* Required work: Only lines holding "cannot" are wanted; copy each of them from the records below.

Source records below:

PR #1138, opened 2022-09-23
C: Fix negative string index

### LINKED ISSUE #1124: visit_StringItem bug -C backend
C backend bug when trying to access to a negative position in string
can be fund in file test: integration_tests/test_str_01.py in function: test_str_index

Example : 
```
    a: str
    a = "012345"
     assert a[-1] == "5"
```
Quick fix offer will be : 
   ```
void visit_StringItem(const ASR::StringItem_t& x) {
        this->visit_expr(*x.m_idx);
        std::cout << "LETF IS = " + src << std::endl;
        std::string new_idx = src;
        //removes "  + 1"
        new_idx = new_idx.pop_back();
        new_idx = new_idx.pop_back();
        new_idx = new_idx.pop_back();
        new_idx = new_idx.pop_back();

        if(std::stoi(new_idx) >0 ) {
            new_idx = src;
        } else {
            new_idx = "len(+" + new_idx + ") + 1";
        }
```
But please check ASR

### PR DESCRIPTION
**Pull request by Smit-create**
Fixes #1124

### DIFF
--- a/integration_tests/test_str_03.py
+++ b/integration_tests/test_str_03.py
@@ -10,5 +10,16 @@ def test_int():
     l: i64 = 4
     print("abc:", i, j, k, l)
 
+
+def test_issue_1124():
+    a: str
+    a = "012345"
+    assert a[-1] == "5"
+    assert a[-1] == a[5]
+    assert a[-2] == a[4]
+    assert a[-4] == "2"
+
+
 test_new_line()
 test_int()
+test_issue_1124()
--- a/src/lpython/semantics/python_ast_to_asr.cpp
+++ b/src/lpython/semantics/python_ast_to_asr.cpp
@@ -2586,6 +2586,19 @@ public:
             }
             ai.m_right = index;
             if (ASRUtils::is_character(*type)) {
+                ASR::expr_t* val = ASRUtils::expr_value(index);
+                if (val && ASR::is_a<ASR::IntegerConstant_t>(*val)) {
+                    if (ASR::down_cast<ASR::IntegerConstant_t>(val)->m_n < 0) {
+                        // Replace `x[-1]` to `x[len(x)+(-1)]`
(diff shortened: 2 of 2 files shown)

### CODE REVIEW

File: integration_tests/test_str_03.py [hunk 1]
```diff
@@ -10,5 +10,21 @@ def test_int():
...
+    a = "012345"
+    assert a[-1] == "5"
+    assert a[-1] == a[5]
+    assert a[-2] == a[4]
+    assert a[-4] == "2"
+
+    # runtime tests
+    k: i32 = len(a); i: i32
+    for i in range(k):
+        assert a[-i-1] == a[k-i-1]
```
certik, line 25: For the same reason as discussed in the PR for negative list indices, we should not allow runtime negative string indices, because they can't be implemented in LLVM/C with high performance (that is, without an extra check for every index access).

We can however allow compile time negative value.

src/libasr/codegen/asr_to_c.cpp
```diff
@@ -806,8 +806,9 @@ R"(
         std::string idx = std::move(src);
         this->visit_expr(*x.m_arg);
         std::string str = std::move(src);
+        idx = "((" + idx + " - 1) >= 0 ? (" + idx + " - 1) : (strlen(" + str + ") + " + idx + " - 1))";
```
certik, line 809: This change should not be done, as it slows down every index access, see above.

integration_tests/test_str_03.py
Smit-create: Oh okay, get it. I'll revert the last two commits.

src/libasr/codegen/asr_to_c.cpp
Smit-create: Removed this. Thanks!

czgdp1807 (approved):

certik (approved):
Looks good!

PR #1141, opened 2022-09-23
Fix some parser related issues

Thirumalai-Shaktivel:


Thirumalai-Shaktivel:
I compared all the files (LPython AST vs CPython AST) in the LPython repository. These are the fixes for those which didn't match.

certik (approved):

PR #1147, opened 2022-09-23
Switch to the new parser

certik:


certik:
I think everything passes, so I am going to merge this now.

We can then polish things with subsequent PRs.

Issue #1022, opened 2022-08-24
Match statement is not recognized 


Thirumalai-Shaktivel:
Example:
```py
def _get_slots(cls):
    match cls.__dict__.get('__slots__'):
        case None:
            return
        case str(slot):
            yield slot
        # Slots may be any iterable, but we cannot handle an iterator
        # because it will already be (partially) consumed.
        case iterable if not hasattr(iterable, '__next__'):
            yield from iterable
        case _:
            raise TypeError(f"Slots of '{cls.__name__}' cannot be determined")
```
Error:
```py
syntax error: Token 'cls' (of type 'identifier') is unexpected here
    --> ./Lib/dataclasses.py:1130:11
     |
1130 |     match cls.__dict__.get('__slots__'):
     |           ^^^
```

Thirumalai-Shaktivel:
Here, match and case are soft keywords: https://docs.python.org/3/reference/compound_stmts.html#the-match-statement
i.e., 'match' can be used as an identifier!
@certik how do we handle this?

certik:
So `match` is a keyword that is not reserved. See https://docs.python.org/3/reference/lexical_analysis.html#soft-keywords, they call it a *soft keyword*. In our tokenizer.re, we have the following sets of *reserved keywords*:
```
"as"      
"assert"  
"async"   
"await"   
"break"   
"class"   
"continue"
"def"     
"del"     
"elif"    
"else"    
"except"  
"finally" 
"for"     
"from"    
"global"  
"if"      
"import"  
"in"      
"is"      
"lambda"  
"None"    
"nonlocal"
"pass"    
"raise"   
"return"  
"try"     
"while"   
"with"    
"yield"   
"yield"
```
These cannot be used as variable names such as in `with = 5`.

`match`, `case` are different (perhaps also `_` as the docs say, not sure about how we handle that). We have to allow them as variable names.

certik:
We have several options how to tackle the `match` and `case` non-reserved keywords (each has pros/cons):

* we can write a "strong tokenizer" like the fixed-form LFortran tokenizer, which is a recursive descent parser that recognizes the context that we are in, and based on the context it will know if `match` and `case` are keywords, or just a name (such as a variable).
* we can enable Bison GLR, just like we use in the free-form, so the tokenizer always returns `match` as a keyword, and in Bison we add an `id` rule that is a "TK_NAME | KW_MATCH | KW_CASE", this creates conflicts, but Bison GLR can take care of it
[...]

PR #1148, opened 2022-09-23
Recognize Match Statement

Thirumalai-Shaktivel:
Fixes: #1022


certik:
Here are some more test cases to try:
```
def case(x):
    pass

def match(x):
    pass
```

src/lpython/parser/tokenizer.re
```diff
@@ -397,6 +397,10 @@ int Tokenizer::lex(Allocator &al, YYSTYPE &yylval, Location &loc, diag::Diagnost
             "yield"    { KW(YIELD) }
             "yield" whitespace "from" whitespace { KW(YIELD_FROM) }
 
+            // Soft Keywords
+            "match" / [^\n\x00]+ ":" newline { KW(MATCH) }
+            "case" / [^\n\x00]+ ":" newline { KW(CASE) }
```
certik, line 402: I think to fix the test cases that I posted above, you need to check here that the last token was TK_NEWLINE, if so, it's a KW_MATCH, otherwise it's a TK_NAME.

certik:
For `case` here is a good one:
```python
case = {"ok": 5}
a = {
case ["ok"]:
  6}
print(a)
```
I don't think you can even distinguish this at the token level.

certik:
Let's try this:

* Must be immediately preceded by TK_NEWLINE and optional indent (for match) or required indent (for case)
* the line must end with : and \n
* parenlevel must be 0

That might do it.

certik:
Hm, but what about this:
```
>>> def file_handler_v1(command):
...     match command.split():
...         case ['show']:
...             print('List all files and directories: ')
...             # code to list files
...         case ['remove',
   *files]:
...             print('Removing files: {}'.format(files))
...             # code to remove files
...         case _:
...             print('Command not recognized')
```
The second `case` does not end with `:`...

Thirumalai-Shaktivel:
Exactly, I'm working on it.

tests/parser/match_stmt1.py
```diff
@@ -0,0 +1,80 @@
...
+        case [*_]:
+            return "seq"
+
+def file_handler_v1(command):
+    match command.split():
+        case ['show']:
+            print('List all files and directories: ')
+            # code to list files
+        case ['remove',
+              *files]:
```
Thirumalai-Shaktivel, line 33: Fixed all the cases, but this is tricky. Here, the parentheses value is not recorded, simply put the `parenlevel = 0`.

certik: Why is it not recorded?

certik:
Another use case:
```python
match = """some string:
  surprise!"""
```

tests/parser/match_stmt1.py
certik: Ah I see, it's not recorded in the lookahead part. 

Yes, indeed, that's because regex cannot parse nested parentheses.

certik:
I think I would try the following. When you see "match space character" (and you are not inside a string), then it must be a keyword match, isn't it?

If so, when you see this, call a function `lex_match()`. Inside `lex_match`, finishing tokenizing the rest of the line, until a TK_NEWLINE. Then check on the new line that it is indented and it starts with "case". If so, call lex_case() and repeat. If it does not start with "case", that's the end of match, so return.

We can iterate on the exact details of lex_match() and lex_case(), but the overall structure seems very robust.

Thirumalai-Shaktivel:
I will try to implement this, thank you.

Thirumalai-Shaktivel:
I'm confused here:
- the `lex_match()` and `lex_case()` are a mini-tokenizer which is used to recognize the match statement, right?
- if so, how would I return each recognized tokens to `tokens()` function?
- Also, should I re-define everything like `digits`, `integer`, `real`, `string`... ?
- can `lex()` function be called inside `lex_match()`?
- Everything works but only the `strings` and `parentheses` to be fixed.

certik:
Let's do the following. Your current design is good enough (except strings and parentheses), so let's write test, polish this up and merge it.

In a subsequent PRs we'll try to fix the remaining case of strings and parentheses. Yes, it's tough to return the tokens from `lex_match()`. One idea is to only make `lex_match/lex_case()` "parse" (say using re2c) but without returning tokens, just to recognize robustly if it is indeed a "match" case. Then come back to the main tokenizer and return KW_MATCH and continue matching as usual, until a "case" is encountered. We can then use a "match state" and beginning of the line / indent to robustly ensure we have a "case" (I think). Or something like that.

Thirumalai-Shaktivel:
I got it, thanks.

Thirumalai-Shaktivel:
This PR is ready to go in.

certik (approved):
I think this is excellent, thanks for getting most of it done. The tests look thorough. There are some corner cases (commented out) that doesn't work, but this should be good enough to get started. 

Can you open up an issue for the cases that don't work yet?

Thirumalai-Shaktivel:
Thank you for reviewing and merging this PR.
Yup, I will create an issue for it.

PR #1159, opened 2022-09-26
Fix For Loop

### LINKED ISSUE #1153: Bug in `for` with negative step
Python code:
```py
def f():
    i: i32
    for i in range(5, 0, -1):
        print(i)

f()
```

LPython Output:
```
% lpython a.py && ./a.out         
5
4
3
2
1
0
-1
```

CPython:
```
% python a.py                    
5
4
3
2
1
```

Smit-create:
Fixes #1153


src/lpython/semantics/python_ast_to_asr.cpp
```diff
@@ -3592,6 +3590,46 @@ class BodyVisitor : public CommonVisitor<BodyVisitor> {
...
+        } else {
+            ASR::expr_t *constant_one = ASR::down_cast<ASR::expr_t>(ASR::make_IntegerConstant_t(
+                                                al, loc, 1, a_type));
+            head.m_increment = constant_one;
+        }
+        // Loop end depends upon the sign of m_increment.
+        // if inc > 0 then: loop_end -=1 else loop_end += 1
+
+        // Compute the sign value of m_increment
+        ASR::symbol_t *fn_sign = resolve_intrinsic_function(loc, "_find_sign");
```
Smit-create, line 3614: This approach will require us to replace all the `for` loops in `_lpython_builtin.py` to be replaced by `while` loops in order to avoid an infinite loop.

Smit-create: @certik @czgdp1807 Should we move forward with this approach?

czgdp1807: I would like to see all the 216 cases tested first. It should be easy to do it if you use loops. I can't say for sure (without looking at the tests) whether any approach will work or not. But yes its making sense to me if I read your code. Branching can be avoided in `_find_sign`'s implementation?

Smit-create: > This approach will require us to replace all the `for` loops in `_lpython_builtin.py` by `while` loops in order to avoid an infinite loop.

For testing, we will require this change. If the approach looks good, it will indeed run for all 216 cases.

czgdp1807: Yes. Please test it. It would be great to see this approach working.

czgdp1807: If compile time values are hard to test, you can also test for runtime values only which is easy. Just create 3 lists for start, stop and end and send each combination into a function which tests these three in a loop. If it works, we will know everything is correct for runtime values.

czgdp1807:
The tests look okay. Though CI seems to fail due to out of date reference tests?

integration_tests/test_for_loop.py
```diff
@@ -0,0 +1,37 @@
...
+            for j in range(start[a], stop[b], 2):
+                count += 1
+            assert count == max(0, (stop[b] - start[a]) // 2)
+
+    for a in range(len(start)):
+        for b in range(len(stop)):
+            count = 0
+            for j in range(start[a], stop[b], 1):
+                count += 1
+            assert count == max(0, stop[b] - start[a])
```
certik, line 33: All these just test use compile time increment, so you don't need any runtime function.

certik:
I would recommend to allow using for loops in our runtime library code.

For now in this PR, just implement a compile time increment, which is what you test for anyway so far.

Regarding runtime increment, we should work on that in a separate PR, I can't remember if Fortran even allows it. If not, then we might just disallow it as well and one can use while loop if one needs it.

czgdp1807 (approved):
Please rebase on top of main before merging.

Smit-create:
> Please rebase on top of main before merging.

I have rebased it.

End of Source records.
Source records below:

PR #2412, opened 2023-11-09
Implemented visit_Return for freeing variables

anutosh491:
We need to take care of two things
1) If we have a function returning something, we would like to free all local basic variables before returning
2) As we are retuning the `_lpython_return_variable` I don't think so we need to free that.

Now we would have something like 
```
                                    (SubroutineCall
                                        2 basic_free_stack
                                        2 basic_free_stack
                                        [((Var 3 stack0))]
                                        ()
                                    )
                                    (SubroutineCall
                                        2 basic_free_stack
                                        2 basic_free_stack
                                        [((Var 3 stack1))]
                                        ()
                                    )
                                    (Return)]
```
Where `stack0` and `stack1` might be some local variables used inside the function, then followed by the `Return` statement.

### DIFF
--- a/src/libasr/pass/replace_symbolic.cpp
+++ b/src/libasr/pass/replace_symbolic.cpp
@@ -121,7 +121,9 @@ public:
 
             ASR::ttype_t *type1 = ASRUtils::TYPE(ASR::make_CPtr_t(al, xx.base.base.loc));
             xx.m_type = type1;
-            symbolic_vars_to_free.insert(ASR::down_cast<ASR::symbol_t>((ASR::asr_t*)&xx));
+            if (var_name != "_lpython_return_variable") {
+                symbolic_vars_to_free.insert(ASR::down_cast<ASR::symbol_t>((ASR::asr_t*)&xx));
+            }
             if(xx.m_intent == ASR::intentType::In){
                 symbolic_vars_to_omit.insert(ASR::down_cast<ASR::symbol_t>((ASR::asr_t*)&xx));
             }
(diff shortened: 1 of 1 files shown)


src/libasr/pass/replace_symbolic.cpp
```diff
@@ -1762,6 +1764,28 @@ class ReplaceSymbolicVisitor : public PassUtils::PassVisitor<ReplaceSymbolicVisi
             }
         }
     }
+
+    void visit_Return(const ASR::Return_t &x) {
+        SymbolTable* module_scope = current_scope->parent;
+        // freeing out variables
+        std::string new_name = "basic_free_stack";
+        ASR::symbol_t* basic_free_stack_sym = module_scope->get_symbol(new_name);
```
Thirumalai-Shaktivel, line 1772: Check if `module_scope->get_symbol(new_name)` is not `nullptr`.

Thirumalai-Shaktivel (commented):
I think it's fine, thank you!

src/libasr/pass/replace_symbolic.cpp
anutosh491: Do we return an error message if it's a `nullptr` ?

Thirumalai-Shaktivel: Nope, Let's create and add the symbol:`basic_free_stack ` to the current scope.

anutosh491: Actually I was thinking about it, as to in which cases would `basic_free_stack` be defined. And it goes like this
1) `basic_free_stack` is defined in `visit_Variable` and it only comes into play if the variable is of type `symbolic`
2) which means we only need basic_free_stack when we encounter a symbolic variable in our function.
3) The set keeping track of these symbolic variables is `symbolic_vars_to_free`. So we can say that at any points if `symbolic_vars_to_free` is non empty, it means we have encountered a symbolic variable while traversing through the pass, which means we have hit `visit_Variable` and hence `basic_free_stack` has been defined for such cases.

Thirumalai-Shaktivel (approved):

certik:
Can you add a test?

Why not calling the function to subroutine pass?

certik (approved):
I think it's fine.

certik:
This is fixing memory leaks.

End of Source records.

* Task result:
        # Slots may be any iterable, but we cannot handle an iterator
            raise TypeError(f"Slots of '{cls.__name__}' cannot be determined")
These cannot be used as variable names such as in `with = 5`.
Yes, indeed, that's because regex cannot parse nested parentheses.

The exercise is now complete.